AVAILABLE RECORDS:
<<<<

PR #875, opened 2020-05-18
Feature/872 Precompiled headers for g++

### LINKED ISSUE #872: Precompiled header with g++
#### Description:

We are currently using precompiled model headers (model_header.hpp.gch) only with clang. See lines 20-23 here: https://github.com/stan-dev/cmdstan/blob/develop/make/program#L20

We could do the same with `g++`  which would speedup `g++` compilation of a model to match with clang - see https://github.com/stan-dev/cmdstan/issues/863#issuecomment-622392026.

I tried this out on Linux and Windows. Here is what I found out (I used the example bernoulli model):

- Ubuntu g++ 7.2.0: compile time goes from 12.5s to 6s
- Windows with Rtools 4.0 (g++ 8): compile time goes from 22s to 13s
- Windows with Rtools 3.5 (g++ 4.9.3): does not work

The precompiled header with g++ does take up 500-700MB (the clang++ one takes 170MB on Linux). There is also a warning due to an Eigen issue that needs to be silenced with` -Wno-ignored-attributes` (see comment below).

Given the size of the precompiled header, the warnings that need to be turned off, the fact that it does not work on all of our supported systems and that we can't detect which compiler we use with makefiles, we have the following options:

- A: use it by default on Linux and Mac (do people use g++ on a Mac at all?), and hide it behind a makefile flag (`PRECOMPILED_HEADERS=true` for example) so users on Windows with RTools 4.0 can use it.
- B: hide it behind a makefile flag for g++ on all OSes
- C: not bother with this, close issue

#### Current Version:
v2.23.0

rok-cesnovar:
#### Submisison Checklist

#### Summary:

Fixes #872 by adding precompiled headers for g++.

The implemented logic is as follows:

1. Has the user set the makefile variable `PRECOMPILED_HEADERS`? If yes, use the supplied value and proceed to step 3. If not go to step 2.
2. Is the user on Windows? If yes, set `PRECOMPILED_HEADERS=false`. If not, set `PRECOMPILED_HEADERS=true`
3. If `PRECOMPILED_HEADERS=true` add the precompiled model header as a dependency to the model executable. If `PRECOMPILED_HEADERS` is set to anything else, do not add the dependency.

Additionally if you are using g++ this adds a the "-Wno-ignore-attributes" which silences the g++ warnings seen [here](https://github.com/stan-dev/cmdstan/issues/872#issuecomment-626764948),

The reasoning behind this three step logic is that given that g++ precompiled headers are rather large (500-700MB) we give the users the option to turn them off if they wish to. But the default is to build it if you are not using Windows.

**How to test:**

If you are using clang, just test that your normal workflow still works. Nothing changed there.
If you are using g++ on Linux or Mac then run the following commands on develop and on this branch

```
touch examples/bernoulli/bernoulli.stan
time make examples/bernoulli/bernoulli
```
You should see a 50% decrease in compile time, apart from the first compile where the precompiled header gets built.

If you are using windows you first need to put `PRECOMPILED_HEADERS=true` in the make/local file. If you will not add that, things should work as before.

#### Copyright and Licensing

### DIFF
--- a/make/program
+++ b/make/program
@@ -52,12 +52,11 @@ endif
 
 ifeq ($(PRECOMPILED_HEADERS),true)
 PRECOMPILED_MODEL_HEADER=$(STAN)src/stan/model/model_header.hpp.gch
-CXX
-else
-PRECOMPILED_MODEL_HEADER=
 ifeq ($(CXX_TYPE),gcc)
 CXXFLAGS_PROGRAM+= -Wno-ignored-attributes
 endif
+else
+PRECOMPILED_MODEL_HEADER=
 endif
 
 %.d: %.hpp
--- a/make/program
+++ b/make/program
@@ -17,11 +17,6 @@ $(STAN)src/stan/model/model_header.hpp.gch : $(STAN)src/stan/model/model_header.
 	@echo '--- Compiling pre-compiled header ---	'
 	$(COMPILE.cpp) $< $(OUTPUT_OPTION)
 
-ifeq ($(CXX_TYPE),clang)
-CXXFLAGS_PROGRAM += -include-pch $(STAN)src/stan/model/model_header.hpp.gch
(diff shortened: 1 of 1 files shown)


rok-cesnovar:
This is ready for review.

>>>>

WHAT YOU ARE ASKED TO DO:
Could you return exactly the stretch of the data above that starts at the line with "If you are using windows" and ends at the line with "ifeq ($(PRECOMPILED_HEADERS),true)", both lines included?

ANSWER FOR THE TASK:
If you are using windows you first need to put `PRECOMPILED_HEADERS=true` in the make/local file. If you will not add that, things should work as before.

#### Copyright and Licensing

### DIFF
--- a/make/program
+++ b/make/program
@@ -52,12 +52,11 @@ endif
 
 ifeq ($(PRECOMPILED_HEADERS),true)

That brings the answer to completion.